Segment Customers by Sentiment Analysis

Use this when you need to analyze customer sentiment from call transcripts or interactions and create actionable customer segments for personalized service strategies.

All 15 prompts in this lesson

How to use it

  1. Copy the prompt and paste it into ChatGPT, Claude, Gemini or any other AI.
  2. Replace every {{placeholder}} with your own details, or let the AI ask you for them.
  3. Use the follow-ups below to go deeper.
Prompt

Role You are a customer experience analyst who specializes in extracting sentiment patterns from customer interactions and building meaningful segments that improve service personalization and satisfaction.

Context you provide

  • {{callTranscripts}} – a summary or sample of customer call transcripts (or key phrases).
  • {{customerData}} – any additional data like purchase history, support tier, or demographics (optional).
  • {{segmentationGoal}} – what you want the segments to achieve (e.g., reduce churn, upsell, improve first‑call resolution).
  • {{callVolume}} – approximate number of calls per month.

Instructions

  1. Ask for any missing inputs before starting.
  2. Analyze the sentiment in the provided call transcripts, identifying emotional states (e.g., frustrated, satisfied, confused, angry, loyal).
  3. Based on the sentiment patterns and any provided customer data, propose 3–5 distinct customer segments with clear labels (e.g., “At‑Risk Churners”, “Loyal Promoters”, “Feature‑Seekers”).
  4. For each segment, describe: typical sentiment, common issues, size estimate, and a recommended personalized approach for future interactions.
  5. Suggest how to monitor these segments over time and detect emerging sentiment trends.

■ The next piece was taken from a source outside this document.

PR #4321, opened 2024-10-23
fix(state/indexer): copy value

### LINKED ISSUE #4295: incompatiblity: tx_search is reset to a single entry when using goleveldb with cometbft v0.38.x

Output format A table with segment name, sentiment profile, key characteristics, and recommended action. Add a short paragraph on implementation (e.g., routing rules, agent scripts).

Guardrails

  • Do not make assumptions about a customer’s identity or situation beyond what is provided.
  • Do not recommend specific products unless the segmentation goal explicitly mentions upselling.
  • Flag any sentiment patterns that might indicate a systemic issue (e.g., recurring angry calls about a single feature).

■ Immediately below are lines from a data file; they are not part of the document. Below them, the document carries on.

PR #4322, opened 2024-10-23
perf(light): Use cache when verifying signatures

### LINKED ISSUE #2365: [perf]: Remove duplicated signature checks in light.VerifyNonAdjacent
### Summary

Currently light.VerifyNonAdjacent runs two signature checks:
- [VerifyCommitLightTrusting](https://github.com/cometbft/cometbft/blob/main/light/verifier.go#L55-L56) - Check that 1/3rd of the trusted header's weight has signed the untrusted header.
- [VerifyCommitLight](https://github.com/cometbft/cometbft/blob/main/light/verifier.go#L71) - Check that 2/3rds of the untrusted header's weight has signed the untrusted header.

Notice however, that for the signatures in VerifyCommitLight that were also checked in VerifyCommitLightTrusting, we have checked them twice.

### Problem Definition

We see light.VerifyNonAdjacent taking lots of CPU time on Osmosis, coming from IBC. (Arguably IBC should have a copy of this logic there though)

VerifyCommitLightTrusting from light.VerifyNonAdjacent is currently 1.3% of the sync speed, and VerifyCommitLight from light.VerifyNonAdjacent is 4.1% of the sync speed. Which leads me to believe that fixing this signature duplication will lower the net sync speed by 1.3%. (Note: While this seems small right now, the other parts of the system, in particular the DB, is getting notably sped up. I expect once the next major release rolls around, that these IBC components are 4x more expensive within  sync speed) 

When Osmosis switches to a TM release that supports batch verification, these impacts will lower by a factor of 2, but I think are still significant enough performance for us to improve.

### Proposal

There seems to me to be two ways to alleviate this:
- Restructure the logic to make these signatures act as counted, but not need to be included in what we verify
- Make a small cache for signature checks here, make variants of the methods that allow passing in a cache, and using a cache as an argument.

My intuition is that a small cache would be:
1) Very simple to reason about correctness
2) Improve the speed quite effectively!

wllmshao:
Closes #2365

This PR adds two new methods to `light` package: `VerifyCommitLightTrustingWithCache` and `VerifyCommitLightWithCache` so that we don't have to verify the same signatures twice.

Pending some perf tests/benchmarks to measure performance improvement.


types/validation.go
```diff
@@ -273,11 +278,16 @@ func verifyCommitBatch(
 		// Validate signature.
 		voteSignBytes := commit.VoteSignBytes(chainID, int32(idx))
 
-		// add the key, sig and message to the verifier
-		if err := bv.Add(val.PubKey, voteSignBytes, commitSig.Signature); err != nil {
-			return err
+		cacheKey := string(val.Address) + string(voteSignBytes)
+		_, ok := verifiedSignatureCache[cacheKey]
```
ValarDragon, line 282: Nice! This has a malleabiltiy vector though if addresses weren't fixed size. Its also not zero-allocation, which is good to have at the sig verification level.

Perhaps structure the map using vote sign bytes as the key, and then the val address as the value? Not sure we can avoid the string casts for immutability reasons, so maybe we just live with the allocs. Should see how much it slows it down in the normal case.

Also can we allow passing in a nil map (skipping the check if nil)

wllmshao: Updated to make these changes.
- Using `string(voteSignBytes)` as the key and val address as the value
- Check `verifiedSignatureCache != nil` before any usage. Pass `nil` where ever the caching does not need to be used

types/validation.go
```diff
@@ -273,11 +279,19 @@ func verifyCommitBatch(
...
-		// add the key, sig and message to the verifier
-		if err := bv.Add(val.PubKey, voteSignBytes, commitSig.Signature); err != nil {
-			return err
+		cacheKey, cacheValAddress, sigIsInCache := "", []byte{}, false
+		if verifiedSignatureCache != nil {
+			cacheKey = string(voteSignBytes)
+			cacheValAddress, sigIsInCache = verifiedSignatureCache[cacheKey]
+		}
+
+		if !sigIsInCache || !bytes.Equal(cacheValAddress, commitSig.ValidatorAddress) {
```
ValarDragon, line 288: Can we make a single boolean for "cacheHit"

ValarDragon (commented):
LGTM, nice work! 

But we should add a tests around non-nil caches being provided, and tally logic for counting to 2/3rds still working!

types/validation.go
wllmshao: Good call, done.

Will work on adding tests.

wllmshao:
@ValarDragon thinking about this more, aren't the VoteSignBytes actually likely to be the same across signatures? I see a comment that says they differ only in the timestamp, the rest of the fields are identical. Would it not be better to use the validator address or the commit signature as the cache key?

ValarDragon:
So we need to be sure that all 3 arguments for `Verify(sign_bytes, signature, public_key) ` are the same, ideally with 0 allocations.

The key being the signature makes sense to me, since your right sign_bytes can get re-used. And then the value of the map being struct{sign_bytes, public_key} perhaps, where we check those two fields

types/validation.go
```diff
@@ -273,11 +284,19 @@ func verifyCommitBatch(
 		// Validate signature.
 		voteSignBytes := commit.VoteSignBytes(chainID, int32(idx))
 
-		// add the key, sig and message to the verifier
-		if err := bv.Add(val.PubKey, voteSignBytes, commitSig.Signature); err != nil {
-			return err
+		cacheHit := false
+		if verifiedSignatureCache != nil {
+			cacheVal, sigIsInCache := verifiedSignatureCache[string(commitSig.Signature)]
+			cacheHit = sigIsInCache && bytes.Equal(cacheVal.ValidatorAddress, val.PubKey.Address()) && bytes.Equal(cacheVal.VoteSignBytes, voteSignBytes)
```
wllmshao, line 290: this now assumes that the `val.PubKey` is uniquely identified by the `val.PubKey.Address()`, is that a safe assumption?
if it is not true, we will get false cache hits and will skip doing signature verification when we actually need to

wllmshao:
I added unit tests and changed the cache schema. Opening this for review.

.changelog/unreleased/improvements/2365-deduplicate-light-signature-checks.md
```diff
@@ -0,0 +1 @@
+- `[light]` Remove duplicated signature checks in light.VerifyNonAdjacent ([\#2365](https://github.com/cometbft/cometbft/issues/2365))
```
melekes, line 1: no need for the duplicate changelog

types/validation.go
```diff
@@ -18,6 +19,11 @@ func shouldBatchVerify(vals *ValidatorSet, commit *Commit) bool {
 		vals.AllKeysHaveSameType()
 }
 
+type SignatureCacheValue struct {
```
melekes, line 22: go docs are missing

types/validation.go
melekes: Can we store the validator's pubkey instead of the address to avoid making that assumption?

types/validator_set.go
```diff
@@ -731,9 +731,9 @@ func (vals *ValidatorSet) VerifyCommit(chainID string, blockID BlockID,
 // VerifyCommitLight verifies +2/3 of the set had signed the given commit.
 // It does NOT count all signatures.
 func (vals *ValidatorSet) VerifyCommitLight(chainID string, blockID BlockID,
```
melekes, line 733: Maybe it makes sense to add a new method `VerifyCommitLightWithCache` to avoid breaking the API

melekes (commented):
Thanks @wllmshao ❤️ Would love to see this merged

types/validation.go
wllmshao: added

.changelog/unreleased/improvements/2365-deduplicate-light-signature-checks.md
wllmshao: removed the one in breaking-changes since I have made this non-breaking

types/validation.go
wllmshao: Since validator pubkey is type `crypto.PubKey`, it seems we can't in general do an equality check with it, so we can't determine if two pubkeys match when checking for a cache hit. For example, `ed25519.PubKey` is uncomparable.
I've switched this to use the pubkey bytes, which might be better than address? but we can discuss further.

types/validation.go
```diff
@@ -144,13 +194,16 @@ func VerifyCommitLightTrusting(
 // This method DOES check all the signatures.
 //
 // CONTRACT: must run ValidateBasic() on commit before verifying.
+// The cache provided will be used to skip signature verification for entries where the
```
melekes, line 197: There's no cache here afaik

melekes:
```
--- FAIL: TestValidatorSet_VerifyCommitLightTrustingWithCache_UpdatesCache (0.00s)
    validation_test.go:317: 
        	Error Trace:	/home/runner/work/cometbft/cometbft/types/validation_test.go:317
        	Error:      	Not equal: 
        	            	expected: []byte{0x7e, 0x52, 0x35, 0xcf, 0x12, 0xf8, 0x77, 0xc2, 0xe, 0xe7, 0x29, 0xfb, 0x35, 0x6c, 0x74, 0x52, 0x9, 0x35, 0xeb, 0x40, 0x9f, 0x9a, 0xb7, 0x14, 0xee, 0x88, 0x71, 0x6, 0xf1, 0x31, 0xd7, 0xd}
        	            	actual  : []byte{0xb4, 0x7, 0xd, 0xa5, 0x70, 0x78, 0xc1, 0x33, 0x97, 0xeb, 0x35, 0x11, 0x67, 0x30, 0x8d, 0x7b, 0x76, 0x58, 0xba, 0xca, 0x1f, 0x27, 0x9, 0x84, 0x5c, 0x8f, 0xa5, 0x3f, 0xa1, 0x90, 0x34, 0x[19](https://github.com/cometbft/cometbft/actions/runs/11583831147/job/32259956806?pr=4322#step:6:20)}
        	            	
        	            	Diff:
        	            	--- Expected
        	            	+++ Actual
        	            	@@ -1,4 +1,4 @@
        	            	 ([]uint8) (len=32) {
        	            	- 00000000  7e 52 35 cf 12 f8 77 c2  0e e7 29 fb 35 6c 74 52  |~R5...w...).5ltR|
        	            	- 00000010  09 35 eb 40 9f 9a b7 14  ee 88 71 06 f1 31 d7 0d  |.5.@......q..1..|
        	            	+ 00000000  b4 07 0d a5 70 78 c1 33  97 eb 35 11 67 30 8d 7b  |....px.3..5.g0.{|
        	            	+ 00000010  76 58 ba ca 1f [27](https://github.com/cometbft/cometbft/actions/runs/11583831147/job/32259956806?pr=4322#step:6:28) 09 84  5c 8f a5 3f a1 90 34 19  |vX...'..\..?..4.|
        	            	 }
        	Test:       	TestValidatorSet_VerifyCommitLightTrustingWithCache_UpdatesCache
FAIL
```

types/validation.go
wllmshao: sorry, I put this in the wrong place, fixed.

wllmshao:
> ```
> --- FAIL: TestValidatorSet_VerifyCommitLightTrustingWithCache_UpdatesCache (0.00s)
>     validation_test.go:317: 
>         	Error Trace:	/home/runner/work/cometbft/cometbft/types/validation_test.go:317
>         	Error:      	Not equal: 
>         	            	expected: []byte{0x7e, 0x52, 0x35, 0xcf, 0x12, 0xf8, 0x77, 0xc2, 0xe, 0xe7, 0x29, 0xfb, 0x35, 0x6c, 0x74, 0x52, 0x9, 0x35, 0xeb, 0x40, 0x9f, 0x9a, 0xb7, 0x14, 0xee, 0x88, 0x71, 0x6, 0xf1, 0x31, 0xd7, 0xd}
>         	            	actual  : []byte{0xb4, 0x7, 0xd, 0xa5, 0x70, 0x78, 0xc1, 0x33, 0x97, 0xeb, 0x35, 0x11, 0x67, 0x30, 0x8d, 0x7b, 0x76, 0x58, 0xba, 0xca, 0x1f, 0x27, 0x9, 0x84, 0x5c, 0x8f, 0xa5, 0x3f, 0xa1, 0x90, 0x34, 0x[19](https://github.com/cometbft/cometbft/actions/runs/11583831147/job/32259956806?pr=4322#step:6:20)}
>         	            	
>         	            	Diff:
>         	            	--- Expected
>         	            	+++ Actual
>         	            	@@ -1,4 +1,4 @@
>         	            	 ([]uint8) (len=32) {
>         	            	- 00000000  7e 52 35 cf 12 f8 77 c2  0e e7 29 fb 35 6c 74 52  |~R5...w...).5ltR|
>         	            	- 00000010  09 35 eb 40 9f 9a b7 14  ee 88 71 06 f1 31 d7 0d  |.5.@......q..1..|
>         	            	+ 00000000  b4 07 0d a5 70 78 c1 33  97 eb 35 11 67 30 8d 7b  |....px.3..5.g0.{|
>         	            	+ 00000010  76 58 ba ca 1f [27](https://github.com/cometbft/cometbft/actions/runs/11583831147/job/32259956806?pr=4322#step:6:28) 09 84  5c 8f a5 3f a1 90 34 19  |vX...'..\..?..4.|
>         	            	 }
>         	Test:       	TestValidatorSet_VerifyCommitLightTrustingWithCache_UpdatesCache
> FAIL
> ```

There seemed to have been some nondeterminism with combining the valsets in this unit tests. Should be fixed now.

melekes (approved):

melekes:
Please don't force-push. It makes reviewing impossible

cason (commented):
I wonder whether the signatures cache should I type by itself, instead of using a `map[string]SignatureCacheValue`. This will probably render it simple to implement and test.

Moreover, I wonder whether the tests can indeed confirm that the cache is being used. I think that a mock signature verifier/key should be used in this case, so we are really sure that the verification methods are not invoked.

cason:
> This is breaking for both types and light, should my changelog reflect that? For now I've only mentioned light in the changelog.

If you are only adding methods, it is not API breaking. Can you fix the description?

cason:
> This PR assumes that pubkeys are uniquely identified by the Address. Is that safe?

Yes. The consensus logic uses it, for instance `proposerAddr := cs.privValidatorPubKey.Address()`. And the `Vote` type include the same `Address()` that should match the address in the validator set.

wllmshao:
> I wonder whether the signatures cache should I type by itself, instead of using a `map[string]SignatureCacheValue`. This will probably render it simple to implement and test.
> 
> Moreover, I wonder whether the tests can indeed confirm that the cache is being used. I think that a mock signature verifier/key should be used in this case, so we are really sure that the verification methods are not invoked.

Created a new type for `SignatureCache` to replace the map usage.
Added unit tests that use mocks to ensure that the cache is being used and signature verifications are not happening.

types/signature_cache.go
```diff
@@ -0,0 +1,36 @@
...
+	Add(key string, value SignatureCacheValue)
+	Get(key string) (SignatureCacheValue, bool)
+	Len() int
+}
+
+type signatureCache struct {
+	cache map[string]SignatureCacheValue
+}
+
+func NewSignatureCache() SignatureCache {
```
melekes, line 19: I don't see how this is better than the original `map[string]SignatureCacheValue`. @cason is this what you had in mind?

types/signature_cache.go
```diff
@@ -0,0 +1,36 @@
+package types
+
+// The value type for the verified signature cache.
+type SignatureCacheValue struct {
+	ValidatorPubKeyBytes []byte
```
melekes, line 5: We can use validator's address here

melekes (commented):
Thanks 🙏

types/signature_cache.go
wllmshao: updated

types/signature_cache.go
cason: Yes, so we can implement this abstraction in the way we prefer.

types/validation.go
```diff
@@ -298,22 +356,44 @@ func verifyCommitBatch(
...
 	ok, validSigs := bv.Verify()
 	if ok {
 		// success
+		if verifiedSignatureCache != nil {
+			for i := range validSigs {
+				idx := batchSigIdxs[i]
+				sig := commit.Signatures[idx]
+				verifiedSignatureCache.Add(string(sig.Signature), SignatureCacheValue{
+					ValidatorAddress: sig.ValidatorAddress,
+					VoteSignBytes:    commit.VoteSignBytes(chainID, int32(idx)),
```
cason, line 374: This call requires proto encoding, namely is kind of expensive. Don't we have these bytes already computed?

types/signature_cache.go
```diff
@@ -0,0 +1,36 @@
...
+}
+
+type SignatureCache interface {
+	Add(key string, value SignatureCacheValue)
+	Get(key string) (SignatureCacheValue, bool)
+	Len() int
+}
+
+type signatureCache struct {
+	cache map[string]SignatureCacheValue
```
cason, line 16: This cache grows over time, should we somehow restrict its size?

.changelog/unreleased/improvements/2365-deduplicate-light-signature-checks.md
cason, line 1: Should we add a new changelog entry for the creation of the `SignatureCache` type?

cason (approved):
Thank you a lot for this effort.

There are some details that we should take care of, but I'd say that we can take it over from here.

Example {{callTranscripts}} = “I’ve been waiting on hold for 20 minutes… this is ridiculous.”, “Actually, I’m really happy with the new update, it’s faster.”, {{customerData}} = average spending $200/month, {{segmentationGoal}} = reduce churn, {{callVolume}} = 5000 calls/month

Follow-up prompts

  • How can we automate the sentiment detection from call transcripts in real time?
  • What specific agent training or scripts would work best for the “At‑Risk Churners” segment?
  • Are there any leading indicators I should watch for to detect a shift in sentiment before it becomes a trend?